Web of Science Citations: 1
Abstract

Amyotrophic lateral sclerosis (ALS) is a fatal neurodegenerative disease affecting upper and lower motoneurons (MNs). The etiology of the disease is still unknown for most patients with sporadic ALS, while in 5-10% of the familial cases, several gene mutations have been linked to the disease. Mutations in the gene encoding Cu, Zn superoxide dismutase (SOD1), reproducing in animal models a pathological scenario similar to that found in ALS patients, have allowed for the identification of mechanisms relevant to the ALS pathogenesis.

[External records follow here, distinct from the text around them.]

PR #2637, opened 2018-04-13
Enable extra emphasis syntax to keep consistent with GFM

qinezh:
Here's [the spec](https://github.com/lunet-io/markdig/blob/master/src/Markdig.Tests/Specs/EmphasisExtraSpecs.md) for extra emphasis.


vicancy:
Cool... and do we want a frontend support for default template...?

qinezh:
This PR is a bug fix actually, because DFM supports Strikethrough syntax as well as GitHub. I think default template has already supported it.

As for the syntax of Superscript/Subscript/Inserted/Marked, you're right, we need support it in default template before enable the syntax.

qinezh:
Update PR to support Strikethrough syntax only. And the other syntax will be supported until the template work is ready.

Issue #2648, opened 2018-04-17
Is Microsoft documentation docfx now CommonMark compliant?


ghost:
I am coming from this way:

https://github.com/jgm/pandoc/issues/4557 => https://github.com/dotnet/cli/pull/9081 => https://github.com/dotnet/docs

So CLI has a handwritten python script https://github.com/dotnet/cli/blob/20cd0f04b28c009838274b4ea741dfa132b07802/Documentation/manpages/tool/man-pandoc-filter.py, to remove docfx extensions from dotnet-cli tools docs, which is used during the pandoc processing / conversion to manpage.

I have been asked to encourage you guys to embrace CommonMark and treat the rest of additions as extensions to the original thing: https://github.com/jgm/pandoc/issues/4557#issuecomment-382099471. Is it already the case? :)

vicancy:
We do support CommonMark, but not set as the default markdown engine. `docfx.config` to set `markdownEngineName` as `markdig` to enable CommonMark syntax:
```json
{
  "build": {
    "markdownEngineName": "markdig",
...
```

herohua:
@kasper3 Have you tried the solution above to enable CommonMark in DocFX markdown engine?

kasper3:
@herohua, I proposed https://github.com/dotnet/docs/pull/4963, but it was pushed to later this year.
Tools like pandoc to convert one text format to another, which is markdown to Unix manpages in case of dotnet/cli, will have to then wait later this year.

xoofx:
@kasper3 docfx is switching to markdig which is CommonMark compliant and is going to be default soon (if it is not already the case). There is really no value of using Pandoc for converting markdown to HTML in docfx case (not C# based, impossible to develop specific C# extensions, Pandoc is not CommonMark compliant, does not support and won't likely never support DFM.. .etc.).

kasper3:
>  Pandoc is not CommonMark compliant

@xoofx, if you follow this thread closely, this issue is way tangential to what you have commented :)

Pandoc actually is CommonMark complaint. Pandoc maintainer has sent me here (first comment) to request docfx to be CommonMark complaint. I was then introduced to markdig (thanks a lot btw!) engine. My interest in this engine is to see dotnet/docs repo start using markdig and all existing `.md` files in that repo are converted to CommonMark: https://github.com/dotnet/docs/pull/4963.

Why?

[...]

Issue #2647, opened 2018-04-17
Official GFM link


kasper3:
https://dotnet.github.io/docfx/spec/docfx_flavored_markdown.html states 

>  It supports all GitHub Flavored Markdown syntax with 2 exceptions when resolving list.

Where GitHub Flavored Markdown points to https://guides.github.com/features/mastering-markdown/

I think it should link to official spec https://github.github.com/gfm/, since GFM is rebased on CommandMark.

PR #2650, opened 2018-04-18
Enable markdig engine in documentation

qinezh:


vicancy:
Hi @qinezh Do you think it is ready for docfx to switch to "markdig" as the default engine? 
Related issues: https://github.com/dotnet/docfx/issues/2648 https://github.com/dotnet/docfx/issues/2647

qinezh:
@vicancy I'm afraid not at the moment. There're so many repositories generate documentation without setting the markdown engine explicitly in `docfx.json`. For these repositories, switch to "markdig" as default engine in DocFX would be a breaking change if the documentation aren't written in a CommonMark style.

kasper3:
Instead of coining yet another engine ..
Can `dfm-latest` be updated to base on CommonMark which new GFM is using, instead of old-GFM?
I thought there was no significant difference except for:

`###heading` - used to be allowed, but not anymore

vs.

`### heading` - with one space, works before and after

GitHub guys could also have created a new engine instead of updating GFM, but they decided to take a one-time breaking change. They have many times more documents to support than docfx does.

kasper3:
With the current approach, imo it would take huge amount of time to convince everyone to update to `markdig` engine, e.g. https://github.com/dotnet/docs/blob/e299873564d36e3349ad158d5a98a9c716c75d59/docfx.json#L3

qinezh:
@kasper3 The repo you mentioned will be migrated to use `markdig` before too long. And yes we have to take a one-time breaking change like GitHub, but the timing not right at this moment.

vicancy:
@qinezh Understand that. How about adding that to our DFM documentation, after all, we claimed we are compatible with GFM by default, but actually that is not the case now.

PR #2652, opened 2018-04-18
support deserializing readonly field in jsonUtility

928PJY:


src/docfx/lib/YamlUtility.cs
```diff
@@ -127,7 +122,14 @@ private static JToken ToJson(YamlNode node)
...
                 foreach (var (key, value) in map)
                 {
-                    obj[key.ToString()] = ToJson(value);
+                    if (key is YamlScalarNode scalarKey)
+                    {
+                        obj[scalarKey.Value] = ToJson(value);
+                    }
+                    else
+                    {
+                        throw new NotSupportedException($"Not Supported: {key.ToString()} is not a primitive type");
```
yufeih: .ToString() not needed: `{key}` is just {key.ToString()}

src/docfx/lib/JsonUtililty.cs
```diff
@@ -17,14 +18,16 @@ namespace Microsoft.Docs.Build
     /// </summary>
     public static class JsonUtililty
     {
+        public static readonly JsonSerializer DefaultNoneFormatSerializer = JsonSerializer.Create(s_noneFormatJsonSerializerSettings);
```
yufeih: s_xxx ?

PR #2655, opened 2018-04-18
And Homebrew package mention

ChrisChinchilla:
Added a mention of the Homebrew package for Macs as that's very useful.


ChrisChinchilla:
And I wasn't sure what branch to commit against…

superyyrrzz:
It should target dev branch. Never mind, I will handle it. Thanks for contribution!

Issue #2131, opened 2017-10-18
Code examples in XML documentation


cesarsouza:
Can DocFx handle ```<code source="someclass.cs" region="some_region" />``` tags in XML documentation?

In Sandcastle and a few other tools it is possible to specify that the contents of a ```<code></code>``` tag should be fetched from a ```#region``` from inside an arbitrary file in the project, e.g.:

```csharp
namespace SomeNamespace
{
    /// <summary>
    /// Some class
    /// </summary>
    /// <example>
    /// <code source="unit tests/class1test.cs" region="some_region" />
    /// </example>
    /// 
    public class SomeClass 
    {
    }
}
```

My question is, can DocFx handle this as well? 

I am trying to replace Sancastle by DocFx in a project, but got stuck trying to get this working.

superyyrrzz:
http://dotnet.github.io/docfx/spec/docfx_flavored_markdown.html#code-snippet

vicancy:
Yes, it is supported as described by https://github.com/dotnet/docfx/issues/910

cesarsouza:
Many thanks for the quick answers!

@superyyrrzz thanks, I had seen that page, but understood it applied only to markdown. There is no mention about how to accomplish the same as the ```[!code-<language>[<name>](<codepath><queryoption><queryoptionvalue> "<title>")]``` tag using triple slash XML comments.

@vicancy thanks, but I couldn't get it working yet. How do I tell DocFx where the root directory where the files with the ```#region``` tags is located? 

For example, let's say my repository has the following structure:

```markdown
- Root
  - Unit Tests
    - UnitTestsProject1
       - SomeClassTest.cs (this file contains the code snippets in #region tags) 
  - Sources
     - Project1
        - Namespace1
           - SomeClass.cs (this file contains XML documentation referring to SomeClassTests.cs)
     - Docs
        - DocFx
           - docfx.json
```

The SomeClass.cs file looks like this:
```csharp
namespace SomeNamespace
{
    /// <summary>
    /// Some class
    /// </summary>
    /// <example>
    /// <code source="Unit Tests/UnitTestsProject1/SomeClassTest.cs" region="some_region" />
    /// </example>
    /// 
    public class SomeClass 
    {
    }
}
```

[...]

PR #2663, opened 2018-04-20
allow setting the base path for code sources

vicancy:
https://github.com/dotnet/docfx/issues/2131


src/docfx/SubCommands/MetadataCommand.cs
```diff
@@ -157,6 +157,7 @@ private ExtractMetadataInputModel ConvertToInputModel(MetadataJsonItemConfig con
                 UseCompatibilityFileName = configModel?.UseCompatibilityFileName ?? false,
                 MSBuildProperties = configModel?.MSBuildProperties,
                 OutputFolder = outputFolder,
+                CodeSourceBasePath = configModel.CodeSourceBasePath
```
herohua: `configModel` could be null?

Issue #3259, opened 2018-08-22
azure-docs-pr toc_rel is different


OsmondJiang:
- [x] toc_rel is different when there are two tocs referencing the same file
- [x] toc_rel is not null when the file are not referenced by any other toc files

The first one is by design, we always return the first one ordered by sit path when mutiple toc files have the same distances. 

@mingwli  is looking at the second one.

@mingwli  please add some spec tests for toc_rel cases.

OsmondJiang:
the second scenario is caused by different distance logic between v2 and v3(v2 is file -> toc and v3 is toc -> file), now the behavior is consistent after consist the distance logic.  @mingwli  @928PJY @herohua @yufeih

PR #3260, opened 2018-08-22
Fix toc rel

mingwli:
1.  Fix toc_rel in metadata

    1. calculate relative path from doc-file=>toc-file
    2. when doc isn't referenced, only look up in parent folders
    3. don't export toc_rel when toc is null
2.  Add toc e2e test cases

    1. orphan file only look up in parent folders
    2. file referenced by multiple files sorted alphabetically

FYI V2 logic:
1. [GetNearestToc](https://github.com/dotnet/docfx/blob/dev/src/Microsoft.DocAsCode.Build.Engine/SystemMetadataGenerator.cs#LC138)
2. [GetDefaultToc](https://github.com/dotnet/docfx/blob/dev/src/Microsoft.DocAsCode.Build.Engine/SystemMetadataGenerator.cs#LC124)
3. ['-'](https://github.com/dotnet/docfx/blob/dev/src/Microsoft.DocAsCode.Common/Path/RelativePath.cs#LC528) & [MakeRelativeTo](https://github.com/dotnet/docfx/blob/dev/src/Microsoft.DocAsCode.Common/Path/RelativePath.cs#LC126)

### DIFF
--- a/docs/specs/toc.yml
+++ b/docs/specs/toc.yml
@@ -899,7 +899,7 @@ inputs:
   docs/f1/TOC.experimental.md: |
     # [Index Reference](../index.md)
     # [File Reference](../a.md)
-  docs/f1/TOC.md:
+  docs/f1/TOC.md: |
     # [Index Reference](../index.md)
   docs/index.md:
   docs/a.md:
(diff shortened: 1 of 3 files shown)


docs/specs/toc.yml
```diff
@@ -979,3 +979,61 @@ outputs:
...
+outputs:
+  docs/dir1/a/TOC.json: |
+    {
+      "items": [
+        {
+          "toc_title": "TOC Ref",
+          "href": "../c/file1"
+        }
+      ]
+    }
```
OsmondJiang: don't need show toc's output

mingwli:
#3259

Among them, neuroinflammation mediated by glial cells and systemic immune activation play a key role in the progression of the disease, through mechanisms that can be either neuroprotective or neurodetrimental depending on the type of cells and the MN compartment involved. In this review, we will examine and discuss the involvement of major histocompatibility complex class I (MHCI) in ALS concerning its function in the adaptive immunity and its role in modulating the neural plasticity in the central and peripheral nervous system. The evidence indicates that the overexpression of MHCI into MNs protect them from astrocytes' toxicity in the central nervous system (CNS) and promote the removal of degenerating motor axons accelerating collateral reinnervation of muscles. (AU)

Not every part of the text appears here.